Human Settlements Minister Lindiwe Sisulu announced during her budget debate that the bank consolidated three development finance institutions from her department.
Sisulu joked ahead of her budget speech: “I never thought in my life I would own a bank, but now I do.”
But the bank will only start to function once the Human Settlements Development Bank Bill, which is in its fifth draft, is passed by parliament.
The department hopes this will be done by the end of September.
Sisulu said: “The strategic focus of the bank will be to facilitate the increased provision of finance across the human settlements value chain.”

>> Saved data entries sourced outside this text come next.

PR #2069, opened 2026-05-06
unify the storage of intermediate results

ericniebler:
many async operations need to store the results of a child operation and send the results to a receiver later. in many places we are computing the type of a `__variant` of `__tuple`s for holding these results, and then using a visitor to send the results. it's a lot of code repetition.

unify all of that into a `__results_storage<Signatures...>` type that has a `.__complete(receiver)` member function that encapsulates the visitation.

### DIFF
--- a/include/stdexec/__detail/__storage.hpp
+++ b/include/stdexec/__detail/__storage.hpp
@@ -1,0 +1,86 @@
+/*
+ * Copyright (c) 2021-2025 NVIDIA Corporation
+ *
+ * Licensed under the Apache License Version 2.0 with LLVM Exceptions
+ * (the "License"); you may not use this file except in compliance with
+ * the License. You may obtain a copy of the License at
+ *
+ *   https://llvm.org/LICENSE.txt
+ *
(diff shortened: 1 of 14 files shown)


include/stdexec/__detail/__storage.hpp
```diff
@@ -0,0 +1,86 @@
...
+    {
+      template <class _Receiver, class _Tuple>
+      constexpr void operator()(_Receiver& __rcvr, _Tuple&& __tupl) noexcept
+      {
+        __apply(__applier(), static_cast<_Tuple&&>(__tupl), __rcvr);
+      }
+    };
+
+    // Add storage for an exception_ptr if the result datums are not all nothrow
+    // decay-copyable.
```
ispeters, line 51: Why build the decay-copy into this utility? Robert has an analogous facility that stores references where this facility would transform references into decay-copied values. Could you layer the decay-copy on top?

ericniebler: I don't know where I would use a storage type that stores references. None of the algorithms are specified to do that.

PR #2081, opened 2026-05-18
core(basic sender): fix trailing return type

romintomasetti:
This PR changes a `decltype(auto)` to a proper trailing return type, avoiding instantiation of stuff that ends up trying to instantiate stuff for incomplete types.

I've added a new test that does not compile if the trailing return type is turned back to `decltype(auto)`.

### DIFF
--- a/test/stdexec/algos/adaptors/test_write_env.cpp
+++ b/test/stdexec/algos/adaptors/test_write_env.cpp
@@ -21,6 +21,7 @@
 #include <type_traits>
 #include <utility>
 
+#include <exec/single_thread_context.hpp>
 #include <stdexec/execution.hpp>
 #include <test_common/receivers.hpp>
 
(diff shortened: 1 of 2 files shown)


romintomasetti:
@maartenarnst

romintomasetti:
@ericniebler Not sure about the quality of the trailing return type but we need it in our code base to avoid incomplete type issues. Would you have a minute to take a look ? Thks!

test/stdexec/algos/adaptors/test_write_env.cpp
```diff
@@ -21,6 +21,7 @@
 #include <type_traits>
 #include <utility>
 
+#include <exec/single_thread_context.hpp>
```
ericniebler, line 25:
```suggestion
#include <exec/completion_signatures.hpp>
#include <exec/single_thread_context.hpp>
```

test/stdexec/algos/adaptors/test_write_env.cpp
```diff
@@ -68,4 +69,115 @@ namespace
                                  receiver<state>{{}, &s});
     ::STDEXEC::start(op);
   }
+
+  template <typename IncompleteType, typename Env = STDEXEC::env_of_t<IncompleteType>>
```
ericniebler:
```suggestion
  template <class IncompleteType, class Env = STDEXEC::env_of_t<IncompleteType>>
```

test/stdexec/algos/adaptors/test_write_env.cpp
```diff
@@ -68,4 +69,115 @@ namespace
...
+  struct SenderIncomplete
+  {
+    using sender_concept = STDEXEC::sender_tag;
+
+    template <class Self, class... Env>
+    static consteval auto get_completion_signatures()
+      -> STDEXEC::__completion_signatures_of_t<STDEXEC::__copy_cvref_t<Self, Sndr>, Env...>
+    {
+      return {};
+    }
```
ericniebler, line 136:
```suggestion
    template <class Self, class... Env>
    static consteval auto get_completion_signatures()
    {
      return exec::get_child_completion_signatures<Self, Sndr, Env...>();
    }
```

PR #2179, opened 2026-08-10
Fix constrained worker selection

fallintoplace:
## Summary

- select the round-robin target from the eligible worker count
- preserve the existing fallback when no pool workers match the mask
- add a regression test with a synthetic two-node NUMA policy

The constrained selection path reduced its target modulo the full pool size before walking only the eligible workers. When the eligible set was smaller than the pool, indices beyond that set fell through the traversal and were returned as raw worker indices, allowing work to be queued on an excluded node.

Once functional, it would also provide finance to emerging black entrants into the property sector, and would scale up delivery of the finance linked individual subsidy.
This subsidy is aimed at firsttime home owners earning below R15 000 a month.
But Human Settlements director-general Mbulelo Tshangana said they were also considering increasing this threshold to R20 000.
Sisuslu said one of the bank’s priorities would be funding her department’s catalytic projects.
The department has prioritised 46 of these projects which would build houses as a partnership between the government and the private sector.
She also announced that non-citizens would no longer be able to buy low-cost homes built by the government for the poor.
Owners of low-cost government-funded homes were allowed to sell them after eight years.
However, Sisulu said that many of those who could afford to buy them were foreign nationals.
Sisulu said the government’s intention in providing free houses was to give the poor an asset and entry into the economy.
She said selling these houses “defeats the ends for which we put this together”.